**Exercise directions**
Only lines containing "your" are wanted from the data below. Copy those lines.

**Given information**
PR #339, opened 2022-11-11
Refactor `GetHostZoneUnbondingMsgs` to sub funcs

hieuvubk:
Closes: #329 #417 

Refer from #329 there a lot of logic in `GetHostZoneUnbondingMsgs` that makes it difficult to read.

## Brief Changelog

Create sub funcs with separate processing logic:

- `GetUnbondingAmountAndRecords`: get total unbonding amount & all unbonding record of hostzone
- `DistributeUnbondingAmountToValidators`: distribute unbonding amount to all validators
- `SplitDelegationMsg`: wrap to msgs 

## Author's Checklist

I have...

## Future plan

- [ ] add test for new funcs
- [ ] refactor `GetHostZoneUnbondingMsgs` test to table-driven & add more edge case


x/stakeibc/keeper/unbonding_records_get_host_zone_unbondings_msgs_test.go
```diff
@@ -58,7 +63,22 @@ func (s *KeeperTestSuite) SetupGetHostZoneUnbondingMsgs() GetHostZoneUnbondingMs
 			DelegationAmt: amtVal2,
 			Weight:        wgtVal2,
 		},
-	}
+	},
+	totalWeight: 5,
+	expectPass: true,
+}
+
+func (s *KeeperTestSuite) SetupGetHostZoneUnbondingMsgs(tc GetHostZoneUnbondingMsgsTestCase) (uint64, types.HostZone) {
```
sampocs, line 71: I like the approach of passing the TestCase as a parameter, so you don't have to use keeper functions to handle the different cases! 

However, I find having functions for each test case more digestible/maintainable than having the map of test cases. With the map, it's hard to diagnose and debug when each test is ran in a loop rather than individually. I know the map is often the standard in cosmos, but the other tests I've seen have been much smaller (and require less state) than some of these Stride tests.

What do you think / what was your rationale for using the map?

x/stakeibc/keeper/unbonding_records.go
```diff
@@ -60,24 +92,19 @@ func (k Keeper) GetHostZoneUnbondingMsgs(ctx sdk.Context, hostZone types.HostZon
...
-	// we distribute the unbonding based on our target weights
 	newUnbondingToValidator, err := k.GetTargetValAmtsForHostZone(ctx, hostZone, totalAmtToUnbond)
 	if err != nil {
 		errMsg := fmt.Sprintf("Error getting target val amts for host zone %s %d: %s", hostZone.ChainId, totalAmtToUnbond, err)
 		k.Logger(ctx).Error(errMsg)
-		return nil, 0, nil, nil, sdkerrors.Wrap(types.ErrNoValidatorAmts, errMsg)
+		return nil, sdkerrors.Wrap(types.ErrNoValidatorAmts, errMsg)
 	}
-	valAddrToUnbondAmt := make(map[string]int64)
+	// valAddrToUnbondAmt := make(map[string]int64)
```
sampocs, line 107: nit: remove

x/stakeibc/keeper/unbonding_records.go
```diff
@@ -60,24 +92,19 @@ func (k Keeper) GetHostZoneUnbondingMsgs(ctx sdk.Context, hostZone types.HostZon
...
-	delegationAccount := hostZone.GetDelegationAccount()
-	if delegationAccount == nil || delegationAccount.GetAddress() == "" {
-		errMsg := fmt.Sprintf("Zone %s is missing a delegation address!", hostZone.ChainId)
-		k.Logger(ctx).Error(errMsg)
-		return nil, 0, nil, nil, sdkerrors.Wrap(types.ErrHostZoneICAAccountNotFound, errMsg)
-	}
+	return totalAmtToUnbond, epochUnbondingRecordIds
+}
+
+func (k Keeper) DistributeUnbondingAmountToValidators(ctx sdk.Context, hostZone types.HostZone, totalAmtToUnbond uint64) (map[string]int64, error) {
```
sampocs, line 98: can you use named return parameters here?

sampocs (commented):
This looks so much better! Thanks for taking care of this, and so sorry for the delay in reviewing!

A couple small comments below with a large comment around testing.

Also, now that this has been broken up into smaller functions, can you add unit tests for the smaller functions (`GetUnbondingAmountAndRecords`, `DistributeUnbondingAmountToValidators`, `SplitDelegationMsg`). That's one of the strongest benefits we get from increasing the modularity - it allows us to have more granular test coverage :)

x/stakeibc/keeper/unbonding_records_get_host_zone_unbondings_msgs_test.go
hieuvubk: There are some benefits of using table-driven tests for me:

- Easy to set up. For each change in the origin func, no need to set-up for all test funcs, just change the params
- Easy to look, other dev can see the difference of test-case from table
- Each test case run in its own context, if there're any err we can track which case threw them easily. Show example below
Ảnh chụp Màn hình 2022-11-22 lúc 12 02 22
Ảnh chụp Màn hình 2022-11-22 lúc 12 02 57

hieuvubk:
@sampocs I just formated code, add unit-tests for sub funcs, could u pls check it out

x/stakeibc/keeper/unbonding_records_get_host_zone_unbondings_msgs_test.go
sampocs: I think it brings a couple downsides with it though:
* While it saves ~1-2 lines of code per test by avoiding repeating the setup call, it adds a lot of duplicate code by repeating the struct definitions across each test (e.g. `epochUnbondingRecords` and `validators` are duplicated across each test). This makes it slightly harder to see what's being tested in each test.
* It makes it harder to debug because you have to run the full array of tests each time you make a change (i.e. there's no easy way to test one specific test case through an IDE). With separate functions, you can easily run each test individually (see the play button and "run test" option in the image below)
 Screen Shot 2022-11-22 at 11 47 20 AM
* It prevents the use of custom logic in each test (irrelevant for these tests, but we have other tests in the repo surrounding ICAs where we want to do things like close a channel in the middle of a test)
* It's also worth mentioning, that with the function setup, each test also runs in parallel in it's own context.

---

I think a good middle ground between what was originally in the code base and what you provided, would be to pass the test case as an argument, and provide functions for if there's any checks that seem to be repeated. 

that way the error tests will look something like this:

```go
var defaultUnbondingTestCase = ...

func (s *KeeperTestSuite) SetupGetHostZoneUnbondingMsgs(tc GetHostZoneUnbondingMsgsTestCase) (uint64, stakeibc.HostZone) {
   ...
}

func (s *KeeperTestSuite) TestGetHostZoneUnbondingMsgs_WrongChainId() {
   invalidState := defaultUnbondingTestCase
   invalidState.ChainId := "nonExistentChainId"

   resp, err := s.App.StakeibcKeeper.SomeFunctionBeingTested(s.Ctx(), invalidState)
   s.Require().EqualError(...)
}
```

This, in my opinion, makes it much easier to see what's going on in the test and makes the test file more modular and digestible overall.

And if you saw a lot of repeated logic, you could also always wrap the main function call + validation in it's own function so it looks like this: 
```go
func (s *KeeperTestSuite) VerifyTestCase(tc GetHostZoneUnbondingMsgsTestCase, success bool, err error) {
   resp, err := s.App.StakeibcKeeper.SomeFunctionBeingTested(s.Ctx(), invalidState)
   if success {
        ...
   }
   if err != nil {
        ...
   }
}

func (s *KeeperTestSuite) TestGetHostZoneUnbondingMsgs_WrongChainId() {
   invalidState := defaultUnbondingTestCase
   invalidState.ChainId := "nonExistentChainId"

   VerifyTestCase(invalidState)
}

```

What do you think?

hieuvubk: Agree with the idea of ​​using 1 object and then modifying it for each test case instead of using multiple.

hieuvubk: The design LGTM

x/stakeibc/keeper/unbonding_records_get_host_zone_unbondings_msgs_test.go
```diff
@@ -100,108 +109,349 @@ func (s *KeeperTestSuite) SetupGetHostZoneUnbondingMsgs() GetHostZoneUnbondingMs
...
-	s.Require().NoError(err)
+	s.VerifyTestCase_TestGetHostZoneUnbondingMsgs(name, test)
+}
 
-	// verify the callback attributes are as expected
-	actualCallbackResult, err := s.App.StakeibcKeeper.UnmarshalUndelegateCallbackArgs(s.Ctx(), actualCallbackArgs)
-	s.Require().NoError(err, "could unmarshal undelegation callback args")
-	s.Require().Equal(len(tc.hostZone.Validators), len(actualCallbackResult.SplitDelegations), "number of split delegations in success unbonding case")
-	s.Require().Equal(tc.hostZone.ChainId, actualCallbackResult.HostZoneId, "host zone id in success unbonding case")
+func (s *KeeperTestSuite) VerifyTestCase_TestGetUnbondingAmountAndRecords(name string, tc GetHostZoneUnbondingMsgsTestCase) {
```
sampocs, line 233: for `GetUnbondingAmountAndRecords` we want to test that we're only summing up records with status UNBONDING_QUEUE. So you can add to the default case some epoch unbonding records in various status's and then this should check that we are only summing some of them

x/stakeibc/keeper/unbonding_records_get_host_zone_unbondings_msgs_test.go
```diff
@@ -100,108 +109,349 @@ func (s *KeeperTestSuite) SetupGetHostZoneUnbondingMsgs() GetHostZoneUnbondingMs
...
 
-	val1Unbonded := strings.Contains(actualUnbondMsg1, val1UnbondAmt)
-	val2Unbonded := strings.Contains(actualUnbondMsg2, val2UnbondAmt)
+	s.VerifyTestCase_TestGetUnbondingAmountAndRecords(name, test)
 
-	// there's rounding in the logic that distributes stake amongst validators, so one or the other of the balances will be correct, depending on the rounding
-	// at least one will be correct, and the other will be off by 1 by rounding, so we check and OR condition
-	s.Require().True(val1Unbonded || val2Unbonded, "unbonding amt should be the correct amount")
 }
+func (s *KeeperTestSuite) VerifyTestCase_TestDistributeUnbondingAmountToValidators(name string, tc GetHostZoneUnbondingMsgsTestCase) {
```
sampocs, line 275: For `DistributeUnbondingAmountToValidators`, we also want to add a test case where a validator does not have enough at stake to handle their share of the unbonding and we traverse [this branch](https://github.com/Stride-Labs/stride/blob/main/x/stakeibc/keeper/unbonding_records.go#L100)

You can test this by setting the delegation amount of one of the validators to 0 (a validator that has non-zero weight) and then checking that the portion that was supposed to be undelegated from that validator was actually split among the others.

sampocs (commented):
This refactor looks great! Please let me know if you have any questions on the comments below

x/stakeibc/keeper/unbonding_records_get_host_zone_unbondings_msgs_test.go
```diff
@@ -100,108 +109,349 @@ func (s *KeeperTestSuite) SetupGetHostZoneUnbondingMsgs() GetHostZoneUnbondingMs
...
+			Address:       hostVal2Addr,
+			DelegationAmt: amtVal2,
+			Weight:        0,
+		},
+		{
+			Address:       hostVal3Addr,
+			DelegationAmt: amtVal2,
+			Weight:        0,
+		},
+	}
```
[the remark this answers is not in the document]
DongLieu: Sorry this is written by me, I was a trainee during training so there are many mistakes. Thank you so much for giving me a lesson for the next time.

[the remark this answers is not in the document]
sampocs: No need to apologize!! You did great, I appreciate your help!

riley-stride:
Friendly bump on this PR @hieuvubk, looks like there are some outstanding comments/recommendations from Sam, and you pushed new commits since his comments. Do you feel you've addressed them? 

I'm also happy to review this if it would be helpful. Just let me know @sampocs.

asalzmann:
open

**Answer box**
What do you think / what was your rationale for using the map?
sampocs: No need to apologize!! You did great, I appreciate your help!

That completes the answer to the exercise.